# Exercise instructions
Could you find every line in the records below that contains the word "files" and copy it?

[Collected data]
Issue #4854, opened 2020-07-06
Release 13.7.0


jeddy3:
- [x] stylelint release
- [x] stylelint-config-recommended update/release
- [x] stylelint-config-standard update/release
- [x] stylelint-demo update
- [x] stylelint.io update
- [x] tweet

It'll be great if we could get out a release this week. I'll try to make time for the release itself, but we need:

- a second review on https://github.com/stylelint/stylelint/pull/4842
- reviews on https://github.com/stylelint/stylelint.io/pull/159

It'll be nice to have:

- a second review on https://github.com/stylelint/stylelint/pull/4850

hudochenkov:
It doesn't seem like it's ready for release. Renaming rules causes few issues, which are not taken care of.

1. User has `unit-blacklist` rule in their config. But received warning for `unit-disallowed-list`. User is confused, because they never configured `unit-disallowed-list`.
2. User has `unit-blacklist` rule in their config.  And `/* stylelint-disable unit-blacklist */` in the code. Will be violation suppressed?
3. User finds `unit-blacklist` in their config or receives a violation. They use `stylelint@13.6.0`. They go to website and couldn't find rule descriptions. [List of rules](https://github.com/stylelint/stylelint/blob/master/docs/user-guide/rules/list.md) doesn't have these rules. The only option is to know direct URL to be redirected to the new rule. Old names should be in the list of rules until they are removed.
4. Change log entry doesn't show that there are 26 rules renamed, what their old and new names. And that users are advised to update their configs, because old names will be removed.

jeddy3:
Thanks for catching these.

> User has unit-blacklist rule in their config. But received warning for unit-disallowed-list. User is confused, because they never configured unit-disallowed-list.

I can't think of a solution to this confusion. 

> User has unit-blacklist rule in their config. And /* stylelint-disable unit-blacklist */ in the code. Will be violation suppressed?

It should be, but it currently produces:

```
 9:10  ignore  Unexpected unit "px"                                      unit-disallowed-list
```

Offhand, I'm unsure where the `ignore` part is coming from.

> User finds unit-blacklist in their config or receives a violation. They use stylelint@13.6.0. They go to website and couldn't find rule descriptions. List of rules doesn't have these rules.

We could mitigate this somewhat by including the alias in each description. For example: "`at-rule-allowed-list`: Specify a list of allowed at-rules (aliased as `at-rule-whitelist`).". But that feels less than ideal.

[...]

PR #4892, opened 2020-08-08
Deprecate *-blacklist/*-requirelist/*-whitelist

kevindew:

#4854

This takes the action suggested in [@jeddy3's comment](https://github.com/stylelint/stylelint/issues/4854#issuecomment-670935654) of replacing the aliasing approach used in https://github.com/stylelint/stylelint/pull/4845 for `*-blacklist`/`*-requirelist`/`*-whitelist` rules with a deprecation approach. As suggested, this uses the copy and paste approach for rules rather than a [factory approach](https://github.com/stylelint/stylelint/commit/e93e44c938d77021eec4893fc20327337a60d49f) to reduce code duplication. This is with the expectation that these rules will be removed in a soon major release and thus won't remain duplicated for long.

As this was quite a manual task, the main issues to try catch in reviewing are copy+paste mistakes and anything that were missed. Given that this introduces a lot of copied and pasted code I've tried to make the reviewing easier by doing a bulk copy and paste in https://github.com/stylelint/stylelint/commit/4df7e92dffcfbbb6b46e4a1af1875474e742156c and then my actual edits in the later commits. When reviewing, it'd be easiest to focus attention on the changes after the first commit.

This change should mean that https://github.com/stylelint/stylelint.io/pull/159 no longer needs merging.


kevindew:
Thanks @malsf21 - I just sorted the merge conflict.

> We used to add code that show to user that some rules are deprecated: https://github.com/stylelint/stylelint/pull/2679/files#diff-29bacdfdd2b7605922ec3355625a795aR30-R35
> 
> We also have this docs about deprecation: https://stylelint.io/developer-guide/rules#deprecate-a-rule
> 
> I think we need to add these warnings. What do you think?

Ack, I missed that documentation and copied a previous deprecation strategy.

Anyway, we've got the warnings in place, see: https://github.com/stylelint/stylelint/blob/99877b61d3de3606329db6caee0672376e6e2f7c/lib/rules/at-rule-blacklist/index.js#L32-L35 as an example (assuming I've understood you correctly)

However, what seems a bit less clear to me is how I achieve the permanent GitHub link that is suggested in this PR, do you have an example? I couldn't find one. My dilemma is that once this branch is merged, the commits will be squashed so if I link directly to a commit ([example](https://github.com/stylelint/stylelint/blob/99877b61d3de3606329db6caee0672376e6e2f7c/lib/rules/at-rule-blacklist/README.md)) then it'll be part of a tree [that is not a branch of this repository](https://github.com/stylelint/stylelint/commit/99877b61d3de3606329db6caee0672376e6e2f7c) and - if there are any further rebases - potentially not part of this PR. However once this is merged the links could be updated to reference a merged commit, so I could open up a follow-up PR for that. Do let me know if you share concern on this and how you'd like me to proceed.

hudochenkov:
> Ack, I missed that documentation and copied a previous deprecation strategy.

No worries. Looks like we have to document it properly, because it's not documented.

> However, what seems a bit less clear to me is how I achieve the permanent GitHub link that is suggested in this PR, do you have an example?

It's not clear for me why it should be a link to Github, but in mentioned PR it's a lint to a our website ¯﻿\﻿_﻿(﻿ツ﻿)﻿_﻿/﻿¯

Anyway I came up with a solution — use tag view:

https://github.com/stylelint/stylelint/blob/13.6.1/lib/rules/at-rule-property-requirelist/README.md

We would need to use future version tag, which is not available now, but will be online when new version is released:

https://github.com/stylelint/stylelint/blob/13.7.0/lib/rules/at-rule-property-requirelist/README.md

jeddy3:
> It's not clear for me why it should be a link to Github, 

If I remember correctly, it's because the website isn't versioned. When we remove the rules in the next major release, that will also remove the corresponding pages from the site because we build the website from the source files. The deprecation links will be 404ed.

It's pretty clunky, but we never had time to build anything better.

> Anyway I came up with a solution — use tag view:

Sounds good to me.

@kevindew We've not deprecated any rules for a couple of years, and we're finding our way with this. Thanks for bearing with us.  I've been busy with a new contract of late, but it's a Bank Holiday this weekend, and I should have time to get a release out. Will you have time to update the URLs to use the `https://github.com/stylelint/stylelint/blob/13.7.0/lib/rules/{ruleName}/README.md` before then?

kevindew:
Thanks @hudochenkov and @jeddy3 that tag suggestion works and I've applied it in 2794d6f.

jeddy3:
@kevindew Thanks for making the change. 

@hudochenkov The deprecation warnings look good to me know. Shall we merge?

# Result
> We used to add code that show to user that some rules are deprecated: https://github.com/stylelint/stylelint/pull/2679/files#diff-29bacdfdd2b7605922ec3355625a795aR30-R35
If I remember correctly, it's because the website isn't versioned. When we remove the rules in the next major release, that will also remove the corresponding pages from the site because we build the website from the source files. The deprecation links will be 404ed.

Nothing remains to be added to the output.